PR #1171, opened 2023-10-12
Make cameras regulations more lenient

Nevseros:
Basically, to allow to film solves in any way.

### DIFF
--- a/wca-regulations.md
+++ b/wca-regulations.md
@@ -87,7 +87,7 @@ Note: Because Article and Regulation numbers are not reassigned when Regulations
         - 2i1d) Food and drink.
     - 2i2) Competitors may use cameras at the solving station at the discretion of the WCA Delegate, but the following restrictions apply from the start of the attempt until the competitor stops the solve. Penalty for breaking a restriction: disqualification of the attempt (DNF).
         - 2i2a) Each camera monitor must be blank or out of sight of the competitor (see [Regulation A5b](regulations:regulation:A5b)).
-        - 2i2b) The competitor must not use (e.g. operate) any active camera. Exception: the competitor may hold or wear a camera anywhere, as long as the camera's monitor is out of their sight and it is clear that they are not interacting with it (apart from wearing or holding it).
+        - 2i2b) The competitor must not use (e.g. operate) any active camera. Exception: the competitor may hold or wear a camera anywhere, as long as the camera's monitor is out of their sight or blank and it is clear that they are not interacting with it (apart from wearing or holding it).
     - 2i3) The competitor may have a cell phone in their pocket, as long as it is clear that they are not otherwise interacting with it.
     - 2i4) Competitors should turn off all cell phone notifications while competing to avoid disturbing the competition.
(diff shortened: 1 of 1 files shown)


mintydev789:
I think this makes sense. Looking at the back face using your camera screen isn't as fast as just looking yourself anyways. This is kinda similar to the issue with stickerless cubes, where it **seems** like an issue, but isn't one in practice.

The only issue I can potentially see is people abusing this by putting up the camera right next to the cube and having a decently-sized screen, so that it **is** faster, cause they can see the back face much more clearly. But the potential benefit of even this seems like it would be useless compared to the drawbacks. Maybe we can say that the camera must not be touching the mat?

mintydev789:
My bad, I didn't pay close attention when reviewing this. I'd still suggest allowing the screen to be visible even (just remove any wording about the screen). Just require the camera to be off the mat.

Samuel-Baird (commented):
Is there any particular reason why monitors must still be out of sight?

xsrvmy:
> Maybe we can say that the camera must not be touching the mat?

This should at most apply if the screen is visible. I have been to comps where the table is very small and there isn't much space to put a camera. I don't think a tripod stand would even fit off the mat. There is also no standard mat size.

mintydev789:
@xsrvmy then we could just say you can't touch the camera or have the cube touch the camera during the solve (although during inspection is fine)

wca-regulations.md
•••••
Copy each entry exactly. Omit none.

Output for this task:
PR #1171, opened 2023-10-12
Make cameras regulations more lenient

Nevseros:
Basically, to allow to film solves in any way.

### DIFF
--- a/wca-regulations.md
+++ b/wca-regulations.md
@@ -87,7 +87,7 @@ Note: Because Article and Regulation numbers are not reassigned when Regulations
         - 2i1d) Food and drink.
     - 2i2) Competitors may use cameras at the solving station at the discretion of the WCA Delegate, but the following restrictions apply from the start of the attempt until the competitor stops the solve. Penalty for breaking a restriction: disqualification of the attempt (DNF).
         - 2i2a) Each camera monitor must be blank or out of sight of the competitor (see [Regulation A5b](regulations:regulation:A5b)).
-        - 2i2b) The competitor must not use (e.g. operate) any active camera. Exception: the competitor may hold or wear a camera anywhere, as long as the camera's monitor is out of their sight and it is clear that they are not interacting with it (apart from wearing or holding it).
+        - 2i2b) The competitor must not use (e.g. operate) any active camera. Exception: the competitor may hold or wear a camera anywhere, as long as the camera's monitor is out of their sight or blank and it is clear that they are not interacting with it (apart from wearing or holding it).
     - 2i3) The competitor may have a cell phone in their pocket, as long as it is clear that they are not otherwise interacting with it.
     - 2i4) Competitors should turn off all cell phone notifications while competing to avoid disturbing the competition.
(diff shortened: 1 of 1 files shown)


mintydev789:
I think this makes sense. Looking at the back face using your camera screen isn't as fast as just looking yourself anyways. This is kinda similar to the issue with stickerless cubes, where it **seems** like an issue, but isn't one in practice.

The only issue I can potentially see is people abusing this by putting up the camera right next to the cube and having a decently-sized screen, so that it **is** faster, cause they can see the back face much more clearly. But the potential benefit of even this seems like it would be useless compared to the drawbacks. Maybe we can say that the camera must not be touching the mat?

mintydev789:
My bad, I didn't pay close attention when reviewing this. I'd still suggest allowing the screen to be visible even (just remove any wording about the screen). Just require the camera to be off the mat.

Samuel-Baird (commented):
Is there any particular reason why monitors must still be out of sight?

xsrvmy:
> Maybe we can say that the camera must not be touching the mat?

This should at most apply if the screen is visible. I have been to comps where the table is very small and there isn't much space to put a camera. I don't think a tripod stand would even fit off the mat. There is also no standard mat size.

mintydev789:
@xsrvmy then we could just say you can't touch the camera or have the cube touch the camera during the solve (although during inspection is fine)

wca-regulations.md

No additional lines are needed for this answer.